PR #133, opened 2015-05-29
MAHOUT-1706-0.10.x

andrewpalumbo:
The mahout distribution currently is shipping ~56 MB of dependency jars in the /lib directory of the distribution. These are only added to the classpath by /bin/mahout in the binary distribution. It seems that we can remove them from the distribution. (we need to get the size of the distribution down).

This branch still needs testing on an cluster.

### DIFF
--- a/bin/mahout
+++ b/bin/mahout
@@ -234,13 +234,6 @@ else
   CLASSPATH=${CLASSPATH}:$MAHOUT_HOME/h2o/target/classes
 fi
 
-# add development dependencies to CLASSPATH
-if [ "$SPARK" != "1" ]; then
-  for f in $MAHOUT_HOME/examples/target/dependency/*.jar; do
-    CLASSPATH=${CLASSPATH}:$f;
-  done
-fi
-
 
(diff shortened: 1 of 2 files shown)


dlyubimov:
noted... 
this does or does not affect shell classpath?

andrewpalumbo:
It should not (negatively) affect the shell classpath, since all of the necessary dependencies are either packaged with {{mahout-spark-*.jars}} or in the classpath returned by {{${SPARK_HOME}/bin/compute-classpath.sh}}.  

This patch actually does not affect the classpath of a source build at all.  It only prevents the release process from packaging dependency jars into the {{/lib}} dir of the binary distribution artifact.

However since it does add all of the jars in the {{/lib}} directory of the binary build for any mahout command line flavor (spark, MR, h2o), I have been hesitant to push it without more extensive testing (cluster and local).

I am going to close this for now and investigate a better approach.

andrewpalumbo:
closing without pushing while looking at different approaches.

PR #134, opened 2015-06-05
MAHOUT-1642 fix missing first element in SimilarItemsIterator

fape:
based on @OlegZotov's fix #77

### DIFF
--- a/mr/src/test/java/org/apache/mahout/cf/taste/similarity/precompute/SimilarItemsTest.java
+++ b/mr/src/test/java/org/apache/mahout/cf/taste/similarity/precompute/SimilarItemsTest.java
@@ -1,0 +1,51 @@
+/**
+ * Licensed to the Apache Software Foundation (ASF) under one or more
+ * contributor license agreements.  See the NOTICE file distributed with
+ * this work for additional information regarding copyright ownership.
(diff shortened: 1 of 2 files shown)


dlyubimov:
ok, without being in context of this algorithmically, this looks like a valid fix to me. I think I'd rely on the opinion on contributors and commit it even though it is to a taste recommender. If @srowen happens to come and say yay or nay, it'd be great.

mr/src/test/java/org/apache/mahout/cf/taste/similarity/precompute/SimilarItemsTest.java
```diff
@@ -0,0 +1,51 @@
...
+import org.apache.mahout.cf.taste.recommender.RecommendedItem;
+import org.hamcrest.Matchers;
+import org.junit.Test;
+
+public class SimilarItemsTest extends TasteTestCase {
+
+  @Test
+  public void testIterator() {
+
+	List<RecommendedItem> recommendedItems = new ArrayList<RecommendedItem>();
```
smarthi: change this to be JDK 1.7 compliant, the project's on 1.7 since 0.10.0

PR #266, opened 2018-06-05
fix some bug in auth contract and push more event msg out

kunxian-xia:


smartcontract/service/native/auth/auth.go
```diff
@@ -106,20 +109,26 @@ func transfer(native *native.NativeService, contractAddr, newAdminOntID []byte,
...
+	//deserialize param
 	param := new(TransferParam)
 	rd := bytes.NewReader(native.Input)
 	err := param.Deserialize(rd)
 	if err != nil {
 		return nil, err
 	}
+
+	//prepare event msg
+	contract := hex.EncodeToString(param.ContractAddr)
```
laizy: use addr.ToHexString

smartcontract/service/native/auth/auth.go
```diff
@@ -131,8 +140,14 @@ func AssignFuncsToRole(native *native.NativeService) ([]byte, error) {
 	if err := param.Deserialize(rd); err != nil {
 		return nil, fmt.Errorf("deserialize param failed, caused by %v", err)
 	}
+
+	//prepare event msg
+	contract := hex.EncodeToString(param.ContractAddr)
```
laizy: and here

smartcontract/service/native/auth/auth.go
```diff
@@ -76,7 +77,9 @@ func InitContractAdmin(native *native.NativeService) ([]byte, error) {
 	if !ret {
 		return utils.BYTE_FALSE, nil
 	}
-	pushEvent(native, []interface{}{"initContractAdmin", param.AdminOntID})
+
+	msg := []interface{}{"initContractAdmin", hex.EncodeToString(invokeAddr[:]), param.AdminOntID}
```
laizy, line 81: use`ToHexString()`

smartcontract/service/native/auth/auth.go
```diff
@@ -131,83 +142,79 @@ func AssignFuncsToRole(native *native.NativeService) ([]byte, error) {
...
 	if param.Role == nil {
-		invokeEvent(native, "assignFuncsToRole", false)
+		pushEvent(native, failState)
 		return utils.BYTE_FALSE, nil
 	}
 
 	//check the caller's permission
-	admin, err := getContractAdmin(native, param.ContractAddr)
+	contractAddr, _ := addressToBytes(&param.ContractAddr)
+	admin, err := getContractAdmin(native, contractAddr)
```
laizy, line 158: why define `addressToBytes` function instead of using `getContractAdmin(native, param.ContractAddr[:])` directly?

smartcontract/service/native/auth/auth.go
```diff
@@ -307,29 +336,31 @@ func getLevel(native *native.NativeService, contractAddr, ontID, role []byte) (u
  * then make changes to storage as follows:
  */
 func delegate(native *native.NativeService, contractAddr []byte, from []byte, to []byte,
-	role []byte, period uint32, level uint8, keyNo uint64) ([]byte, error) {
+	role []byte, period uint32, level uint8, keyNo uint64) (bool, error) {
```
laizy, line 339: the type of param `from` `to` are Address?

kunxian-xia: No, they are ONT ID

smartcontract/service/native/auth/auth.go
kunxian-xia: Although they are equivalent, I prefer to use the `addressToBytes` function because it does not depend how the address type is defined.

smartcontract/service/native/auth/auth.go
kunxian-xia: okay

PR #267, opened 2018-06-06
fix missing total supply store in contract init function

laizy:


tanZiWen:
approve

* * * *

= WORK TASK =
When transcribing the data, keep every line exactly as it is.

= ANSWER BOX =
PR #133, opened 2015-05-29
MAHOUT-1706-0.10.x

andrewpalumbo:
The mahout distribution currently is shipping ~56 MB of dependency jars in the /lib directory of the distribution. These are only added to the classpath by /bin/mahout in the binary distribution. It seems that we can remove them from the distribution. (we need to get the size of the distribution down).

This branch still needs testing on an cluster.

### DIFF
--- a/bin/mahout
+++ b/bin/mahout
@@ -234,13 +234,6 @@ else
   CLASSPATH=${CLASSPATH}:$MAHOUT_HOME/h2o/target/classes
 fi
 
-# add development dependencies to CLASSPATH
-if [ "$SPARK" != "1" ]; then
-  for f in $MAHOUT_HOME/examples/target/dependency/*.jar; do
-    CLASSPATH=${CLASSPATH}:$f;
-  done
-fi
-
 
(diff shortened: 1 of 2 files shown)


dlyubimov:
noted... 
this does or does not affect shell classpath?

andrewpalumbo:
It should not (negatively) affect the shell classpath, since all of the necessary dependencies are either packaged with {{mahout-spark-*.jars}} or in the classpath returned by {{${SPARK_HOME}/bin/compute-classpath.sh}}.  

This patch actually does not affect the classpath of a source build at all.  It only prevents the release process from packaging dependency jars into the {{/lib}} dir of the binary distribution artifact.

However since it does add all of the jars in the {{/lib}} directory of the binary build for any mahout command line flavor (spark, MR, h2o), I have been hesitant to push it without more extensive testing (cluster and local).

I am going to close this for now and investigate a better approach.

andrewpalumbo:
closing without pushing while looking at different approaches.

PR #134, opened 2015-06-05
MAHOUT-1642 fix missing first element in SimilarItemsIterator

fape:
based on @OlegZotov's fix #77

### DIFF
--- a/mr/src/test/java/org/apache/mahout/cf/taste/similarity/precompute/SimilarItemsTest.java
+++ b/mr/src/test/java/org/apache/mahout/cf/taste/similarity/precompute/SimilarItemsTest.java
@@ -1,0 +1,51 @@
+/**
+ * Licensed to the Apache Software Foundation (ASF) under one or more
+ * contributor license agreements.  See the NOTICE file distributed with
+ * this work for additional information regarding copyright ownership.
(diff shortened: 1 of 2 files shown)


dlyubimov:
ok, without being in context of this algorithmically, this looks like a valid fix to me. I think I'd rely on the opinion on contributors and commit it even though it is to a taste recommender. If @srowen happens to come and say yay or nay, it'd be great.

mr/src/test/java/org/apache/mahout/cf/taste/similarity/precompute/SimilarItemsTest.java
```diff
@@ -0,0 +1,51 @@
...
+import org.apache.mahout.cf.taste.recommender.RecommendedItem;
+import org.hamcrest.Matchers;
+import org.junit.Test;
+
+public class SimilarItemsTest extends TasteTestCase {
+
+  @Test
+  public void testIterator() {
+
+	List<RecommendedItem> recommendedItems = new ArrayList<RecommendedItem>();
```
smarthi: change this to be JDK 1.7 compliant, the project's on 1.7 since 0.10.0

PR #266, opened 2018-06-05
fix some bug in auth contract and push more event msg out

kunxian-xia:


smartcontract/service/native/auth/auth.go
```diff
@@ -106,20 +109,26 @@ func transfer(native *native.NativeService, contractAddr, newAdminOntID []byte,
...
+	//deserialize param
 	param := new(TransferParam)
 	rd := bytes.NewReader(native.Input)
 	err := param.Deserialize(rd)
 	if err != nil {
 		return nil, err
 	}
+
+	//prepare event msg
+	contract := hex.EncodeToString(param.ContractAddr)
```
laizy: use addr.ToHexString

smartcontract/service/native/auth/auth.go
```diff
@@ -131,8 +140,14 @@ func AssignFuncsToRole(native *native.NativeService) ([]byte, error) {
 	if err := param.Deserialize(rd); err != nil {
 		return nil, fmt.Errorf("deserialize param failed, caused by %v", err)
 	}
+
+	//prepare event msg
+	contract := hex.EncodeToString(param.ContractAddr)
```
laizy: and here

smartcontract/service/native/auth/auth.go
```diff
@@ -76,7 +77,9 @@ func InitContractAdmin(native *native.NativeService) ([]byte, error) {
 	if !ret {
 		return utils.BYTE_FALSE, nil
 	}
-	pushEvent(native, []interface{}{"initContractAdmin", param.AdminOntID})
+
+	msg := []interface{}{"initContractAdmin", hex.EncodeToString(invokeAddr[:]), param.AdminOntID}
```
laizy, line 81: use`ToHexString()`

smartcontract/service/native/auth/auth.go
```diff
@@ -131,83 +142,79 @@ func AssignFuncsToRole(native *native.NativeService) ([]byte, error) {
...
 	if param.Role == nil {
-		invokeEvent(native, "assignFuncsToRole", false)
+		pushEvent(native, failState)
 		return utils.BYTE_FALSE, nil
 	}
 
 	//check the caller's permission
-	admin, err := getContractAdmin(native, param.ContractAddr)
+	contractAddr, _ := addressToBytes(&param.ContractAddr)
+	admin, err := getContractAdmin(native, contractAddr)
```
laizy, line 158: why define `addressToBytes` function instead of using `getContractAdmin(native, param.ContractAddr[:])` directly?

smartcontract/service/native/auth/auth.go
```diff
@@ -307,29 +336,31 @@ func getLevel(native *native.NativeService, contractAddr, ontID, role []byte) (u
  * then make changes to storage as follows:
  */
 func delegate(native *native.NativeService, contractAddr []byte, from []byte, to []byte,
-	role []byte, period uint32, level uint8, keyNo uint64) ([]byte, error) {
+	role []byte, period uint32, level uint8, keyNo uint64) (bool, error) {
```
laizy, line 339: the type of param `from` `to` are Address?

kunxian-xia: No, they are ONT ID

smartcontract/service/native/auth/auth.go
kunxian-xia: Although they are equivalent, I prefer to use the `addressToBytes` function because it does not depend how the address type is defined.

smartcontract/service/native/auth/auth.go
kunxian-xia: okay

PR #267, opened 2018-06-06
fix missing total supply store in contract init function

laizy:


tanZiWen:
approve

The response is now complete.